Our findings of greater risk for t(14;18)-positive NHL associated with pesticides are consistent with those reported by Schroeder et al,¹⁵  although there is discrepancy for some individual associations. This could be due to the use of different reference groups. We used farmers who never used pesticides as the referent group, whereas the study by Schroeder et al¹⁵  used nonfarmers and farmers without exposures as the referent group. The ORs from use of pesticides were attenuated when the same definition for the referent group¹⁵  was applied to our data. In addition, different laboratory methods were used in determining the t(14;18) status. The current study used the FISH technique, which is considered the “gold standard” assay for detecting the t(14;18) in tissue specimens, whereas the study by Schroeder et al¹⁵  used PCR analysis with primers that have been reported to miss approximately 20% to 40% of t(14;18) breakpoints.⁴¹ 

Although misclassification of agricultural pesticide use is possible because study subjects were unlikely to recall previous pesticide exposure with absolute accuracy, it is unlikely that exposure misclassification, recall bias, or interviewer bias are differentially associated with the t(14;18) status. However, our findings should be interpreted cautiously because the sample size is small and risk estimates might be imprecise. In our study, information on agricultural pesticide use was obtained from proxies in about 43% of subjects. This is a concern because proxies cannot provide information on pesticide use as accurately as the farmers themselves.⁴²  When analysis was limited to direct respondents, the ORs were, in general, smaller than those obtained using all respondents. Nevertheless, the pattern of stronger associations with t(14;18)-positive than t(14;18)-negative NHL remained, suggesting that proxy data might account for only a portion of the observed association. Farmers may use several pesticides.⁴³  However, we were unable to adjust one pesticide for another because of small sample size. This would be valuable in future studies with larger sample sizes. Analysis was conducted to test an a priori hypothesis; thus, no adjustment for multiple testing was made. Consequently, individual statistically significant association should be interpreted with caution. Finally, tumor blocks were available for only 45.5% of the case subjects in the original case-control study, thus limiting study power. However, there is little evidence for selection bias because the availability of tumor blocks did not differ by pesticide exposures.

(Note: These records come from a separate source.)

PR #1647, opened 2023-07-20
feat(wait_task): Add a wait_task module.

### LINKED ISSUE #1609: When publishing a ContentViewVersion to a LifeCycleEnvironment it would be helpful to have a way to wait for SmartProxy/Capsule synchronization to finish
##### SUMMARY
In a use-case where we use a load-balanced setup of SmartProxies to distribute content, we want to use a single playbook to manage the ContentViewVersion promotion and the update of the machines to have a consistent and reproducible way to perform updates on clusters.
This way we can perform all preparations for update, safety checks, and reboots in the playbook, and not need manual validation that the SmartProxies are synchronized.

However, since the Capsule Synchronization task is asynchronous to ContentViewVersion Promotions.

##### ISSUE TYPE
Currently there is no "native" way to chain ContentViewVersion Promotion and updating of the machines automatically when SmartProxies are involved.

A helper action to wait for completion of SmartProxy synchronization (or a generic way to wait for Foreman Task(s) completion) would help greatly in that case. It is involved to wait this in pure ansible, so I personnally think that it makes sense to have it in this repository.

JGodin-C2C:
# What : 
And a new module that simply expose the wait_for_task function
This allows to wait for a asynchronous task to finish before continuing to apply the playbook. 

# How 
It simply expose the function "wait_for_task" that was already available as a helper. 

# Related

fixes #1609 

# tests 

Have been tested with a custom/minimal playbook on an internal satellite server.

### DIFF
--- a/meta/runtime.yml
+++ b/meta/runtime.yml
@@ -79,6 +79,7 @@ action_groups:
   - templates_import
   - user
   - usergroup
+  - wait_for_task
 plugin_routing:
   modules:
     foreman_architecture:
--- a/plugins/modules/wait_for_task.py
+++ b/plugins/modules/wait_for_task.py
@@ -1,0 +1,94 @@
+#!/usr/bin/python
+# -*- coding: utf-8 -*-
+# (c) 2023, Julien Godin <julien.godin@camptocamp.com>
+#
+# This program is free software: you can redistribute it and/or modify
+# it under the terms of the GNU General Public License as published by
+# the Free Software Foundation, either version 3 of the License, or
+# (at your option) any later version.
+#
+# This program is distributed in the hope that it will be useful,
+# but WITHOUT ANY WARRANTY; without even the implied warranty of
+# MERCHANTABILITY or FITNESS FOR A PARTICULAR PURPOSE.  See the
+# GNU General Public License for more details.
+#
+# You should have received a copy of the GNU General Public License
+# along with this program.  If not, see <http://www.gnu.org/licenses/>.
+
+from __future__ import absolute_import, division, print_function
+__metaclass__ = type
+
+DOCUMENTATION = '''
+---
+module: wait_for_task
+version_added: 3.13.0
+short_description: Wait for a task
+description:
+  - Wait for a task to finish
+author:
+  - "Julien Godin (@JGodin-C2C)"
+options:
+  task:
+    description:
+      - Task id to wait for.
+    required: true
+    type: str
+  timeout:
+    description:
+      - How much time the task should take to be finished
+    required: false
+    type: int
+    default: 60
+extends_documentation_fragment:
+  - theforeman.foreman.foreman
+'''
+
+
+EXAMPLES = '''
+- name: wait for a task to finish in at least 10 seconds
+  theforeman.foreman.wait_for_task:
+    server_url:  "https://foreman.example.com"
+    password: changeme
+    username: admin
+    task: "{{ item }}"
+    timeout: 60
+  loop: "{{ tasks.resources }}"
+
+'''
+
+RETURN = '''
+entity:
+  description: Designated task is finished
+  returned: success
+  type: dict
+  contains:
+    task:
+        description: The finished task
+        type: dict
+'''
+
+
+from ansible_collections.theforeman.foreman.plugins.module_utils.foreman_helper import ForemanAnsibleModule
+
+
+class ForemanWaitForTask(ForemanAnsibleModule):
+    pass
+
+
+def main():
+    module = ForemanWaitForTask(
+        argument_spec=dict(
+            task=dict(type="str", required=True),
+            timeout=dict(type="int", required=False, default=60),
+        )
+    )
+    module.task_timeout = module.foreman_params["timeout"]
+    with module.api_connection():
+
+        task = module.wait_for_task(module.show_resource(
+            'foreman_tasks', module.foreman_params["task"]))
+        module.exit_json(task=task, task_id=task['id'])
+
+
+if __name__ == "__main__":
+    main()
--- a/galaxy.yml
+++ b/galaxy.yml
@@ -93,6 +93,7 @@ authors:
   - "metalcated <mike.gomon@gmail.com>"
   - "russianguppie <46544650+russianguppie@users.noreply.github.com>"
   - "willtome <willtome@gmail.com>"
+  - "Julien Godin <julien.godin@camptocamp.com>"
 version: "3.13.0-dev"
 license:
   - "GPL-3.0-or-later"
--- a/tests/fixtures/apidoc/wait_for_task.json
+++ b/tests/fixtures/apidoc/wait_for_task.json
@@ -1,0 +1,1 @@
+foreman.json
--- a/tests/test_playbooks/tasks/wait_for_task.yml
+++ b/tests/test_playbooks/tasks/wait_for_task.yml
@@ -1,0 +1,59 @@
+---
+- name: "Create katello content view version"
+  vars:
+    - content_view_name: "Test Content View"
+    - organization_name: "Test Organization"
+    - lifecycle_environments: Library
+  content_view_version:
+    username: "{{ foreman_username }}"
+    password: "{{ foreman_password }}"
+    server_url: "{{ foreman_server_url }}"
+    validate_certs: "{{ foreman_validate_certs }}"
+    content_view: "{{ content_view_name }}"
+    organization: "{{ organization_name }}"
+    description: "{{ description | default(omit)}}"
+    version: "{{ version | default(omit)}}"
+    lifecycle_environments: "{{ lifecycle_environments }}"
+    force_promote: "{{ force_promote | default(omit) }}"
+    force_yum_metadata_regeneration: "{{ force_yum_metadata_regeneration | default(omit) }}"
+    current_lifecycle_environment: "{{ current_lifecycle_environment | default(omit) }}"
+    state: "{{ state | default(omit) }}"
+  async: 9999
+
+- name: Wait for API to react
+  ansible.builtin.pause:
+    seconds: 10
+
+- name: "Search for previously created task"
+  resource_info:
+    username: "{{ foreman_username }}"
+    password: "{{ foreman_password }}"
+    server_url: "{{ foreman_server_url }}"
+    validate_certs: "{{ foreman_validate_certs }}"
+    resource: foreman_tasks
+    search: "(label = Actions::Katello::ContentView::Publish and state = running)"
+
+- name: wait for the task to finish
+  wait_for_task:
+    username: "{{ foreman_username }}"
+    password: "{{ foreman_password }}"
+    server_url: "{{ foreman_server_url }}"
+    validate_certs: "{{ foreman_validate_certs }}"
+    task: "{{ item }}"
+    timeout: 900
+  loop: "{{ tasks.resources }}"
+
+
+- name: "Search for previously created task"
+  resource_info:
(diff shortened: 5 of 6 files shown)


JGodin-C2C:
@evgeni Failing tests does not seems to be part of my PR.

evgeni:
They are, or at least partially.

Have a look at the 3.10/2.12 sanity failures here: https://github.com/theforeman/foreman-ansible-modules/actions/runs/5612522667/job/15206459221#step:13:1

(The newer ansible versions fail for some reason, but *that* is certainly unrelated)

I won't have time to properly review this PR before next week, but wanted to ask if you considered naming the module "wait_for_task" which (IMHO) would better fit with other wait_for_… modules that exist in Ansible core.

JGodin-C2C:
A ! i see, the problem is WAY above the actual failure. I will fix. 
Also, i can totally rename it "wait_for_task"

JGodin-C2C:
Seems much better.

CHANGELOG.rst
```diff
@@ -6,6 +6,14 @@ theforeman.foreman Release Notes
 
 This changelog describes changes after version 0.8.1.
 
+v3.13.0
+=======
+
+Minor Changes
+-------------
+
+- Add a wait for task module
```
evgeni: This (and the change to `changelogs/changelog.yaml`) are not necessary, they will be automatically generated when we do the release.

meta/runtime.yml
```diff
@@ -156,7 +157,7 @@ plugin_routing:
     foreman_user:
       redirect: theforeman.foreman.user
     foreman_usergroup:
-      redirect: theforeman.foreman.usergroup
+      redirect: theforeman.foreman.wait_for_task
```
evgeni: that seems wrong :)

plugins/modules/wait_for_task.py
```diff
@@ -0,0 +1,92 @@
...
+description:
+  - Wait for a task to finish
+author:
+  - "Julien Godin (@JGodin-C2C)"
+options:
+  task:
+    description:
+      - Task to wait for. Typical output of the resource_info module
+    required: true
+    type: dict
```
evgeni: I wonder if this should really be a dict like returned by `resource_info` vs a plain string with the ID, which we then feed like 
```python
module.wait_for_task({'id': module.foreman_params['task']})
```

@mdellweg @ehelms opinions?

plugins/modules/wait_for_task.py
```diff
@@ -0,0 +1,92 @@
...
+def main():
+    module = ForemanWaitForTask(
+        argument_spec=dict(
+            task=dict(type="dict", required=True),
+            timeout=dict(type="int", required=False, default=60),
+        )
+    )
+    module.task_timeout = module.foreman_params["timeout"]
+    with module.api_connection():
+        module.wait_for_task(module.foreman_params["task"])
```
evgeni:
```suggestion
        task = module.wait_for_task(module.foreman_params["task"])
        module.exit_json(task=task)
```

that way we return the task details so users can take further actions based on the finished task result

JGodin-C2C: Ok, but i think it is smarter to return the same type as the one passed to this module. Waiting for the other comment to be resolved.

evgeni: We can also do `module.exit_json(task=task, task_id=task['id'])` to have both directly available?

My trail of thought was that:
- users might want to have the additional data here, because later steps might depend on details of the finished task
- users might want to start waiting based on id only (as that's really the only data we need) because they get the ID by some other means than `resource_info`

plugins/modules/wait_for_task.py
evgeni: technically, I think we could even accept both via `type: raw` and then decide in code how to call `wait_for_task` 

(personally, I wouldn't, and would do just string, but wanted to highlight possibilities)

ehelms: Do we expect this module to mostly be used in conjunction with output from our other modules or do we expect a 50/50 of it being used "independently" and in conjunction?  If mostly in conjunction, I would err towards a dict.

JGodin-C2C: I thought about this (leaving the decision to the code how to call `wait_for_task`), but not sure if that is a good idea. any additional input/opinion  would be great IMHO.

plugins/modules/wait_for_task.py
JGodin-C2C: Is returning both task AND task["id"] useful thought ? I mean, the ID is already in the task that just finished. 

I think the best return value would be the task, as you mentionned, users may need additional info.

meta/runtime.yml
JGodin-C2C: Corrected

CHANGELOG.rst
JGodin-C2C: Removed

plugins/modules/wait_for_task.py
JGodin-C2C: Hey @ehelms sorry, didnt see your comment. 
Honestly , i do not think this module will be used a lot independently. It could cover some corner cases. But i think it will mostly be used in conjunction with other modules.

meta/runtime.yml
mdellweg: I don't think we even need this, because we never had a foreman* version of this module we now need to alias for.

plugins/modules/wait_for_task.py
mdellweg: What would it be? The task id? Its url? I tend towards a short identifier. If you come along with the output of a resource_info call, you can still use something like "result.task.href", no?

plugins/modules/wait_for_task.py
```diff
@@ -0,0 +1,93 @@
...
+def main():
+    module = ForemanWaitForTask(
+        argument_spec=dict(
+            task=dict(type="dict", required=True),
+            timeout=dict(type="int", required=False, default=60),
+        )
+    )
+    module.task_timeout = module.foreman_params["timeout"]
+    with module.api_connection():
+        task = module.wait_for_task(module.foreman_params["task"])
```
mdellweg: If the task we wait on failed, this module will fail too, right?
(I think that is the right way to handle it.)

plugins/modules/wait_for_task.py
JGodin-C2C: No, it will simply be a task object.

mdellweg: So let's say, all i have in my playbook is the task href, do i need to fake a dict to make this module work, while all the module will ever look at is the id/href inside the dict? That sounds like a strange interface.

mdellweg: Even more so, we need to add a weird state attribute in that dict, and `wait_for_tasks` will try to interpret that. This sounds all wrong to me. All we should pass to the module is the id. And the module should first query the task state from the server.

JGodin-C2C: Ok. Thats two peoples in favor of the id as a parameter. I will implement.

plugins/modules/wait_for_task.py
mdellweg: So you could use `result.task.id` for another call to this module, right?
In a way, this makes this module like a `task_info` module that also waits on the task first. (Not saying this is bad.)

plugins/modules/wait_for_task.py
evgeni: Yeah, `module.wait_for_task` fails in that case:
https://github.com/theforeman/foreman-ansible-modules/blob/845116fdefcc4e9dac8fc34ed35782eee8598ef7/plugins/module_utils/foreman_helper.py#L1198-L1199

meta/runtime.yml
evgeni: technically, that is correct, a new module doesn't need a mapping entry for the old name.

plugins/modules/wait_for_task.py
JGodin-C2C: Okay ! 
It now uses the ID of the task and output the id + the task itself.

plugins/modules/wait_for_task.py
JGodin-C2C: Done, it now return both values.

plugins/modules/wait_for_task.py
JGodin-C2C: thanks @evgeni .

meta/runtime.yml
JGodin-C2C: @evgeni Yes, it has been totally removed in my latest push :smiley:

plugins/modules/wait_for_task.py
```diff
@@ -0,0 +1,95 @@
...
+    task:
+        description: The finished task
+        type: dict
+'''
+
+
+from ansible_collections.theforeman.foreman.plugins.module_utils.foreman_helper import ForemanAnsibleModule
+
+
+
```
evgeni: `E303: too many blank lines (3)` -- linters can be a tad too picky at times :crying_cat_face: 
```suggestion
```

JGodin-C2C: na, my bad, i didnt run the linters after my update.

JGodin-C2C:
All green ! :muscle:

plugins/modules/wait_for_task.py
```diff
@@ -0,0 +1,94 @@
...
+class ForemanWaitForTask(ForemanAnsibleModule):
+    pass
+
+
+def main():
+    module = ForemanWaitForTask(
+        argument_spec=dict(
+            task=dict(type="str", required=True),
```
mdellweg, line 81: I'm a bit out of touch, but a faint memory nags me that we may move this into `foreman_spec` and the lookup will be done for us. Is this correct?

evgeni: it's not an entity, so nope

(I think the code is fine as is, but I can try to play around with it, but wouldn't bother Julien with that right now)

mdellweg: I'm pretty sure, `lookup_entity` works with the plain `ForemanAnsibleModule`. Or is the task not an entity in foreman is what you were trying to tell me?

https://github.com/theforeman/foreman-ansible-modules/blob/develop/plugins/module_utils/foreman_helper.py#L831

evgeni: Yeah. It's sort-of-an-entity-but-not-quite.

For example, it has no `name` (but `label` and `action`) attribute. And the only *unique* attribute is the `id` which we get passed here, but `lookup_entity` will, by default, try a search via name.
But given we already have the id, we don't need to perform a search at all (all it would give us is the same id anyway) and can just call `show_resource` on the ID directly (which we do in the code below).

mdellweg: Right! Thank you.

JGodin-C2C:
Ok, what would be the next step to see this merged ?

evgeni:
Me finding the time to finalize the review ;-)
Which I did this morning!

The only "real" thing I wanted/had to change were the tests -- I didn't like to have to do a full publish to get them to run and made them delete a product, which is also an async action we can wait on.

While at it, I also extended the examples a bit ;-)

As I couldn't push to your fork, I opened a second PR with your commit as the first one, and then my changes in mostly logical chunks: https://github.com/theforeman/foreman-ansible-modules/pull/1656

Once CI passes on that one I'll merge it (or you can pull the changes into this PR if you prefer to have the original one to be "closed as merged" -- I don't mind either way)

evgeni:
merged as https://github.com/theforeman/foreman-ansible-modules/pull/1656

In summary, the present study found that exposures to insecticides, herbicides, and fumigants were significantly associated with a higher risk of t(14;18)-positive NHL but not t(14;18)-negative NHL. These findings support our hypothesis that the cause of t(14;18)-positive NHL differs from that of t(14;18)-negative NHL, and defining subsets of NHL according to t(14;18) status appears to be a useful approach in epidemiologic studies. Future studies should apply this approach in evaluating other risk factors for NHL.

We thank Dr Kiang Liu and Dr Lu Tian for their helpful comments on statistical analysis. We also thank Mr Martin Bast of the Nebraska Lymphoma Registry and Tissue Bank for coordinating the retrieval of the tumor blocks; Smarti Jain for her technical assistance; and Katharine A. Kirby and Angela J. Fought for statistical analysis.